The snow persisted where it had been deepest: the remnant cornice around the rim of the cliffed edge; in the sunken parts of tracks and paths; in folds in the ground; and in ditches, gullies and stream beds.  The sun is at its warmest when it strikes the ground at right angles, that’s why it feels warmer when you’re standing up than lying down at this time of year.  Where the ground slopes away from the sun it thaws more slowly than when it’s angled towards it.  Subtle things but they make a big difference.  On the macro scale there is more snow left on the North scarp than on the Southern slopes of the mountain.  On the micro scale here is more snow left in features angled northwards.

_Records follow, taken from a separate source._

Issue #458, opened 2019-01-24
ps-design-system-radio: Radio button is squished with label in IE 11


jhewlett:
### Expected behavior
There is some space between the radio button and the label

### Actual behavior
The radio button is squished up against the label

![image](https://user-images.githubusercontent.com/1883526/51712599-82e06e00-1fec-11e9-9440-d5f1bd078011.png)

### Steps to repro

1. View documentation for radio

### Environment

- Browser version - IE 11

PR #519, opened 2019-05-13
fix(radio): [ie11] dont collapse margin on label

jaketrent:
Fixes: #458

Could not get to the bottom of why only IE did this.  It has something
to do with the Halo positioning.  Think it's related to IE's treatment
of splitting up the flex space.  Instead of flexing, just
display-inlined the circle and label.

### DIFF
--- a/packages/radio/src/css/index.js
+++ b/packages/radio/src/css/index.js
@@ -14,12 +14,19 @@ export default {
   },
 
   '.psds-radio-button': {
+    display: 'flex',
+    alignItems: 'center',
     padding: `${core.layout.spacingXXSmall} 0`,
     cursor: 'pointer'
   },
 
   '.psds-radio-button__halo': {
     transform: 'translateY(3px)'
+  },
+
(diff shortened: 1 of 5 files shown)


packages/radio/src/css/index.js
```diff
@@ -2,29 +2,26 @@ import core from '@pluralsight/ps-design-system-core'
...
-  // group
-
   '.psds-radio-group:focus': {
     outline: 'none'
   },
   '.psds-radio-group--disabled': {
     opacity: '0.5'
   },
 
-  // __button-container
```
danethurber: do we want to drop this convention?

jaketrent: yes, I think so.  Specifically, keep the newline, but remove the comment.

jaketrent:
@danethurber , I adjusted again in order to get better label wrapping.  Added extra div to help layout.  IE seems to be doing ok with it.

Snow lying in the sunken path and along the rim of the scarp.

Undulations in the ground and shallow gullies collect the snow as it blows across the mountain

Because of repeated thawing and refreezing over recent days the snow had a firm crust on top making it easier to walk across the top of it rather than sinking in which is inevitable when it is fresh and soft.  Less tiring and very pleasant.  But also potentially deadly.

Many years ago I went walking in the Peak District in just such conditions.  Heading up towards Kinder Scout from Glossop I followed a ribbon of snow, I have always loved walking in snow, it gets me buzzing.  The snow was firm and easy to walk on.  Until it gave way and within a micro second I found myself up to my waist in the plunge-pool of a waterfall with a roof of snow about 20 feet above me with a small hole over the centre of the pool and water cascading down onto my head.  The snow had drifted across to give a smooth gradient on the surface completely hiding the waterfall beneath.   I climbed up the side of the waterfall and, standing with my back to the rock, swung my rucksack repeatedly upwards, using the aluminium frame to enlarge the hole.  It was slow work but at least it warmed me up.  When the hole got closer to me I swung the rucksack over the top one-handed for extra reach and, getting the frame to dig into the crust of snow, I managed to use it to belay me as I climbed out.  Always being one to push myself to the limits I completed the walk as my train ticket was for a return from Hayfield on the other side of the mountain and I had no money to waste on buying another one.  The outside of my old-fashioned anorak was frozen stiff until I got on the train and I didn’t dry our properly until I got home.  A memorable day.

And a lesson learned.  Ever since then I have been more careful about ribbons of snow which I choose to follow.  The ones on Coity Mountain on Thursday were quite safe.  Just good fun.  Unfortunately the temperature was rising slightly and so as the grey sky became ever darker and started to leak it fell as rain rather than snow.  But by then I was on the bus and on my way home.

Close to civilisation at the end of the walk, remnants of snow stand out starkly against the black of colliery spoil dumped half a century ago and too acid to revegetate.